### What you should do
Only lines holding "function" are wanted; copy each of them from the records below.

^^^^^^^^^^^^^^^^

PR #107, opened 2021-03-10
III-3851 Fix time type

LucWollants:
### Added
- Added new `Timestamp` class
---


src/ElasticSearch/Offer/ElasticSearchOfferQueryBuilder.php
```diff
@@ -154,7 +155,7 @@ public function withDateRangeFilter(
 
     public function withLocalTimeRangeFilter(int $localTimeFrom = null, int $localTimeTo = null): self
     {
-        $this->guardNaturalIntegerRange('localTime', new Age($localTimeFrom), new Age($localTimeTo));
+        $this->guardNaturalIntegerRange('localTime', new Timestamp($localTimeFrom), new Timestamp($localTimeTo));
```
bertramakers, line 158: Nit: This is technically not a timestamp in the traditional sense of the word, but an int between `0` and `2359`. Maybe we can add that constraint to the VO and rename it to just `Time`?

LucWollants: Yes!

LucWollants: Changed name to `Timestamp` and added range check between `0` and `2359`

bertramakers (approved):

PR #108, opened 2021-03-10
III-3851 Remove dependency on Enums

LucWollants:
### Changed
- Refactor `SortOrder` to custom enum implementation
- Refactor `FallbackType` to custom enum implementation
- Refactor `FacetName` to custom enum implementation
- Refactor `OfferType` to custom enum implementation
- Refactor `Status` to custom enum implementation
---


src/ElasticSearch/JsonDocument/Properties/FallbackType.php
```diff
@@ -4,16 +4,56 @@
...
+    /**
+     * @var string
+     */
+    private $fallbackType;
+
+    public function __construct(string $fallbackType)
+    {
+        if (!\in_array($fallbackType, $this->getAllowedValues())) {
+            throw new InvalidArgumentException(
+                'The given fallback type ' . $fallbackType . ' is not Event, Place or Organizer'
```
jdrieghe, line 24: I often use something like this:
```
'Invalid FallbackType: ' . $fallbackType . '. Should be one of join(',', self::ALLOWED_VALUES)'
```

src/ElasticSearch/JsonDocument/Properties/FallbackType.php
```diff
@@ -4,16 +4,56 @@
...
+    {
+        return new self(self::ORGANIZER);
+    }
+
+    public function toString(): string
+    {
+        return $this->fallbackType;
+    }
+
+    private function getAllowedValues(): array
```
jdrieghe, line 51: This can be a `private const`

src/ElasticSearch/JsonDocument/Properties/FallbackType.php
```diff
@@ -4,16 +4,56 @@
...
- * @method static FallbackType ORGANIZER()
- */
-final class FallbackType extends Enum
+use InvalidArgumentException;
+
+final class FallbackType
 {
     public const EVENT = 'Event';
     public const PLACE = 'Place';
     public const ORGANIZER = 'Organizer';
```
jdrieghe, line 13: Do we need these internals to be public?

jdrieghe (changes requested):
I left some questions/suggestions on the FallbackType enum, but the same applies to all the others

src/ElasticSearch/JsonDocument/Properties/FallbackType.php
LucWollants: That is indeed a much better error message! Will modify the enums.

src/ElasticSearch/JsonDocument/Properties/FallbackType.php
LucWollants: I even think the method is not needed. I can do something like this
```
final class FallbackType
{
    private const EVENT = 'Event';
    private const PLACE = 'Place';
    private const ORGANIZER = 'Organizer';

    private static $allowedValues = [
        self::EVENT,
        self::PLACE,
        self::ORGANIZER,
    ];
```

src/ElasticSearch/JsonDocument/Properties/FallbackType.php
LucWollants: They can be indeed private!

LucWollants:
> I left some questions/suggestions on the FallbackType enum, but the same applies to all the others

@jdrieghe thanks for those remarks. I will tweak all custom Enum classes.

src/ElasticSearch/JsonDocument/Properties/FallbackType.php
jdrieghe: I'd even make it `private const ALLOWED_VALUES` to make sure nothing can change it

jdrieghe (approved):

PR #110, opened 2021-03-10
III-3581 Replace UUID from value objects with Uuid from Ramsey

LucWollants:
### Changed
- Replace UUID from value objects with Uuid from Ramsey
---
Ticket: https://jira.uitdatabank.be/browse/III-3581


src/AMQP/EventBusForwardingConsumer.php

^^^^^^^^^^^^^^^^

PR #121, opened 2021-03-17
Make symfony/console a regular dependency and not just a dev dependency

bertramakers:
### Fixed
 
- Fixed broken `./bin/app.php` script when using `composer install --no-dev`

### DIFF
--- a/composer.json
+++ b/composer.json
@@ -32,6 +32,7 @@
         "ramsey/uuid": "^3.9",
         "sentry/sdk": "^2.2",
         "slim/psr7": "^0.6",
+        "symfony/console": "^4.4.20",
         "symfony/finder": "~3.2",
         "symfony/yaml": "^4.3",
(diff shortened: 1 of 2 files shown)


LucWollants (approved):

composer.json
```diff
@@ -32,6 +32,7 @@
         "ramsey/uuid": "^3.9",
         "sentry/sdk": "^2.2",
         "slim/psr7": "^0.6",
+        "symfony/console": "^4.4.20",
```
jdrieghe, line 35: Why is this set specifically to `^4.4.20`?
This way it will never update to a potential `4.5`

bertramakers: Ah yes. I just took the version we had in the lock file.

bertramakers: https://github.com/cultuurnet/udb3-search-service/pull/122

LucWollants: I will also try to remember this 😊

^^^^^^^^^^^^^^^^

### Answer below
@@ -154,7 +155,7 @@ public function withDateRangeFilter(
     public function withLocalTimeRangeFilter(int $localTimeFrom = null, int $localTimeTo = null): self
+    public function __construct(string $fallbackType)
+    public function toString(): string
+    private function getAllowedValues(): array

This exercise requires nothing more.